Look through the listing below and report every line that contains "method".

####

PR #162, opened 2020-05-29
Add a stream registry

tlaundal:
The stream registry does two things:
 - Prevents stream with duplicate names
 - Provides a central place to start all streams

This removes boilerplate code from users of rxbeach (no need for a stream registry in the application), and ensures created streams will always be started.

One caveat with this, which shouldn't really be an issue, is that the module defining a stream with `persistentReducedStream` must be imported somewhere in the application. This will usually happen naturally, and does not seem to be an issue in ardoq-front.

Fixes ARD-5295


src/persistentReducedStream.spec.ts
```diff
@@ -203,3 +206,10 @@ test(
     state$.startReducing(action$);
   })
 );
+
+test('persistentReducedStream should throw exception when accessing state after stopped reducing', (t) => {
```
anton164, line 210: 👍

src/stateStreamRegistry.ts
```diff
@@ -0,0 +1,87 @@
...
+      stream.stopReducing();
+    }
+  }
+
+  /**
+   * Get the latest state of each stream, for input into `startReducing`
+   *
+   * If `stopReducing` has been called before this, an exception will be thrown.
+   */
+  getStates(): Map<string, any> {
```
anton164, line 80: Nice! It's great to have this kind of interface for debugging as well :)

src/stateStreamRegistry.ts
```diff
@@ -0,0 +1,87 @@
...
+   * thrown.
+   *
+   * If the registry has been started, the registered stream will also be
+   * started.
+   *
+   * @param stream The stream to register
+   */
+  register(stream: PersistentReducedStateStream<any>) {
+    if (this.streams.has(stream.name)) {
+      throw new Error(`Duplicate stream name: ${stream.name}`);
```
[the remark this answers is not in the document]
anton164: From testing a bit locally, this is actually a bit tricky to achieve 🤔 

When `branchId$` is hot-reloaded, the only way to "dispose of it" is from within `branchId$` so it means that every state stream file would need unregistering logic (not ideal).

One alternative is to handle `re-registering` of a stream as hot-reloading, but this can lead to problems if you inadvertently register two streams with the same name.

I.e.:

```typescript
  register(stream: PersistentReducedStateStream<any>) {
    if (this.started !== null) {
      const duplicateStream = this.streams.get(stream.name);
      if (duplicateStream) {
        duplicateStream.stopReducing();
      }
      stream.startReducing(
        this.started.action$,
        this.started.states.get(stream.name)
      );
    }
    this.streams.set(stream.name, stream);
  }
```

^ this doesn't feel right, and it will cause problems if you have duplicate stream names, but I think it solves the hot-reloading issue :P

src/PersistentReducedStateStream.ts
```diff
@@ -0,0 +1,120 @@
...
+   *
+   * initialState can be passed to reset the state of the stream to some other value.
+   * This can be useful for hot-reloading
+   *
+   * startReducing will recreate the inner subject if it was previously closed
+   */
+  startReducing = (action$: ActionStream, initialState?: State) => {
+    // Reset the subject value if it doesn't match the desired initialState
+    // This is normally used for hot-reloading
+    if (this.subject.closed && initialState) {
```
anton164, line 47: Just found a small (unrelated) bug. This will not hot-reload correctly if `initialState` is falsy.

It should be:
```typescript
if (this.subject.closed && initialState !== undefined) {
```

src/stateStreamRegistry.ts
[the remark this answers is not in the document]
anton164: After some thinking, an alternative solution for the duplicate problem could be to only throw an error if the registry is not started yet. 

Then it becomes:
```typescript
  register(stream: PersistentReducedStateStream<any>) {
    const previouslyRegisteredStream = this.streams.get(stream.name);
    if (this.started !== null) {
      let state = this.started.states.get(stream.name);
      // Since we've already started the stream registry
      // assume that we are "re-registering" the stream due to hot-reloading
      if (previouslyRegisteredStream) {
        state = previouslyRegisteredStream.state;
        previouslyRegisteredStream.stopReducing();
      }
      stream.startReducing(this.started.action$, state);
    } else if (previouslyRegisteredStream) {
       throw new Error(`Duplicate stream registered before starting the stream registry. name: ${stream.name}`);
    }
    this.streams.set(stream.name, stream);
  }
```

This seems to solve the hot-reloading problem and the duplicate stream problem if my assumptions are correct :)

src/PersistentReducedStateStream.ts
tlaundal: Good catch!
I try to stick to `===` and `!==`, but didn't review this properly when copying over.

src/stateStreamRegistry.ts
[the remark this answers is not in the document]
tlaundal: Thanks for looking into this. I didn't have the chance to test hot reloading before publishing :/

I like the idea of allowing re-registration only after the registry has started, but I also don't quite like the state dependent behavior.
Another approach could be to handle this differently depending on dev/prod environment. So in prod we would always throw an error, while in dev we would always re-register, perhaps with a `console.warn`.
`tsdx` (which we are not, yet, using) has proper support for [separate dev and prod bundles](https://github.com/jaredpalmer/tsdx#development-only-expressions--treeshaking), so I think this might be a viable approach.

src/PersistentReducedStateStream.ts
```diff
@@ -0,0 +1,120 @@
...
+ * To begin reducing values, call `.startReducing(action$)`
+ * To stop reducing, call `.stopReducing()` (this closes the inner subject)
+ *
+ * The latest value of the state stream can be read synchronously by accessing
+ * `.state` (as long as the inner subject isn't closed)
+ */
+export class PersistentReducedStateStream<State> extends Observable<State> {
+  private subject: BehaviorSubject<State>;
+  private reducerSubscription?: Subscription;
+  public name: string;
```
holographic-principle, line 30: Perhaps members should be sorted in private, protected, public order.

src/PersistentReducedStateStream.ts
holographic-principle, line 47: This whole block of logic could be a method with a descriptive name.

src/PersistentReducedStateStream.ts
```diff
@@ -0,0 +1,120 @@
...
+      this.subject = new BehaviorSubject(initialState);
+    } else if (initialState && this.subject.value !== initialState) {
+      this.subject.next(initialState);
+    }
+    // NOTE: .subscribe(this.subject) does not work
+    // All tests pass with it, but in practice there are cases
+    // where the subject isn't updated as expected
+    this.reducerSubscription = action$
+      .pipe(
+        combineReducers(initialState || this.subject.value, this.reducers, {
```
holographic-principle, line 57: As per @anton164 's comment, `&&` and `||` logic related to `initialState` should be cleaned up to assume possible falsey values.

src/PersistentReducedStateStream.ts
```diff
@@ -0,0 +1,120 @@
...
+   * Subscribes to the action stream and starts reducing this state stream.
+   * startReducing does not always immediately emit a value since the value
+   * might have already been emitted when the state stream was created.
+   *
+   * initialState can be passed to reset the state of the stream to some other value.
+   * This can be useful for hot-reloading
+   *
+   * startReducing will recreate the inner subject if it was previously closed
+   */
+  startReducing = (action$: ActionStream, initialState?: State) => {
```
holographic-principle, line 44: Should hot reloading actually reset the state? Is this desirable from a dev UX perspective?

anton164: So far our goal has been for hot-reloading to keep the state (similar to how react-hot-loader works).

holographic-principle: Right, that's how I would prefer it too. I'm just wondering if there's any reason to pass initialState to this function.

anton164: Aha, makes sense.

Having an argument for `initalState` is what allows us to avoid resetting the state when hot-reloading. When hot-reloading, the code that sets up the stream is re-ran, so if we didn't have a way to pass the "initial state", we wouldn't be able to insert the state that was built up before hot reloading (the stream would simply be reset to it's default state).

Perhaps the naming could be better, but the intention here is that `initialState` allows you to override what you use for the initial state of the stream. Normally the `initalState` is set to `defaultState`, however in the hot-reloading case `initialState` can be overriden to ensure that the stream state does not reset 😛  It's a bit of a mouthful.

Perhaps this code snippet demonstrates it better:

```typescript
// startStateStreams.ts
import action$ from 'action$';
import stateStream$ from 'somewhere';


// When hot-reloading module.hot.data.lastestStreamState will be set
// because the dispose handler is ran when this module was disposed
stateStream$.startReducing(action$, module.hot?.data?.latestStreamState);

if (module.hot) {
  module.hot.dispose(data => {
    data.latestStreamState = stateStream$.state;
    stateStream$.stopReducing();
  });
}
```

holographic-principle: Yeah, but don't we have `this.subject.value`? Maybe I am missing the point here :see_no_evil:

anton164: `this.subject.value` can't be accessed when the stream has stopped reducing because it's closed (https://ncjamieson.com/closed-subjects/)

holographic-principle: Ok, got it now. Thanks.

tlaundal:
I have fixed the comments.
Went for the `NODE_ENV` based approach for duplicate names. It is as strict as possible, while still allowing hot reloading of the streams. 

Tested and works together with ardoq/ardoq-front#7237

src/persistentReducedStream.spec.ts
```diff
@@ -155,6 +158,36 @@ test(
...
+
+  t.deepEqual(state$.state, state);
+};
+restartWithState.title = (state) =>
+  `persistentReducedStream should allow restarting with specified state ${state}`;
+
+test('number', restartWithState, 12);
+test('zero', restartWithState, 0);
+test('false', restartWithState, false);
+test('null', restartWithState, null);
```
anton164, line 189: 💯

src/persistentReducedStateStream.ts
```diff
@@ -0,0 +1,124 @@
...
+   *
+   * initialState can be passed to reset the state of the stream to some other value.
+   * This can be useful for hot-reloading
+   *
+   * startReducing will recreate the inner subject if it was previously closed
+   */
+  startReducing = (action$: ActionStream, initialState?: State) => {
+    // Reset the subject value if it doesn't match the desired initialState
+    // This is normally used for hot-reloading
+    if (initialState !== undefined) {
```
holographic-principle, line 48: I would still extract this block into a method.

####

Answer to the problem:
holographic-principle, line 47: This whole block of logic could be a method with a descriptive name.
holographic-principle, line 48: I would still extract this block into a method.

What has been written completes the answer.